Modern-day laws contain, by and large, two characteristics:
- Different and multi-level transactions amongst the public
- Administrative and Penalizing authority that administers and oversees such public transactions and penalizes the wrong–doer
In sum, only the material subjects that meet the human eye and that which can be evidenced extrinsically are covered within its ambit. One who commits the most heinous of acts, if not witnessed by others – direct or circumstantial – can easily escape from the clutches of modern laws. One can hold his head high if he wears the mask of a virtuous conduct, irrespective of how adulterated his mind may be. This is the resultant effect of the limited intellect of a self-centred society.
Apart from business transactions and penalty, personal conduct and atonement were two other facets featured in our ancient laws. If transactions and penalty were visible on external evidences, conduct and atonement were evident from intrinsic values, though externally invisible. If aspects of business transactions and penalty aimed for society at large, the aspects of personal conduct and atonement aimed at a sensible individual. While one is related to the outer world, the other is related to the inner self. Any rational and proactive individual would, on learning of his misconduct or iniquities, come forward on his own accord to repent for his sins. If not, wise and elderly persons possessing judicious mind would show such a person the way forward. Since the public or private transactions to which the law oversees is related to two or more persons or sectors, any party aggrieved by loss or injury would inevitably approach the legal administration seeking justice. Viewed from this angle also, the sensitive, obligatory, and proactive aspects of consciousness of conduct cannot be discerned in the present-day laws.

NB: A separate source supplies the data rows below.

PR #561, opened 2015-08-10
Fixed old link in docs

acorncom:
The repo has moved, but the link still works due to a redirect on Github's end


locks:
Given that the adapter is still broken for 1.13, can you remove the link instead?

michaelrkn:
Thank you! Can you squash the two commits, and then we'll get this merged?

acorncom:
@michaelrkn Done.

Issue #568, opened 2015-08-12
Add configuring options


locks:
Add a list of configuring options as per https://github.com/emberjs/guides/pull/524#issuecomment-128547671.

PR #569, opened 2015-08-12
Document Ember CLI configuration options

jkarsrud:
This documents the configuration options a user can override in `.ember-cli`, as requested in #568.

Not really sure if a table is the way to go or not, but it made more sense to me than using comments in json.


locks:
I'd prefer prose, with a short explanation what each setting is for.

PR #572, opened 2015-08-12
Removes prose related to Web Component standard

locks:


locks:
cc @tomdale

Eric-Guo:
@locks Can you explain motivation of removing? does it means Ember.js is now not target to [Web
-Components specification](http://www.w3.org/TR/components-intro/) or just already implement it so no need mention in guide?

locks:
Ember Components are no longer aligned with the specs, especially after
some of the upcoming RFCs.

PR #1272, opened 2016-02-19
store.find is private should be store.findRecord

frunjik:
store.find is private should be store.findRecord


locks:
Appreciated!

@homu r+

Atonement of sins becomes necessary for one who fails in his dutiful behaviour. Unlike modern laws, the wrongs committed by a person in the absence of any witness would fall within the ambit of the ancient laws and hence atonement was possible as a result of which refinement of the inner self was achieved. The active awareness of one’s own conscience would assist in achieving this. The fallacy that Truth is only that which is proved by oral or documentary evidence under the present-day law has become the perfect ingredient for self-destruction. This has also caused collective degradation in the society. When one is reminded of the fact there exists sounds and rays in our celestial world that despite being felt by us and influencing us are beyond the reach of our sense organs as shown by science, only then would we come to realise the perfect harmonious beauty of the four components that existed in our ancient constitutions – ācāra (conduct), vyavahāra (transaction), prāyaścitta (atonement), and daṇḍa (penalty/ administration).
Translated by Kashyap N Naik from the original Kannada essay. Edited by Hari Ravikumar.
 The word ‘mata’ literally means ‘opinion’ but in this case, refers to ‘sect’ or ‘faction.’ The word ‘dharma’ has no single word English equivalent; it refers to ‘sustenance,’ ‘sustained living,’ ‘fundamental principles,’ and ‘moral law’ among others. The word ‘adhyātma’ refers to realization at an individual level and includes in its ambit the term ‘spirituality.’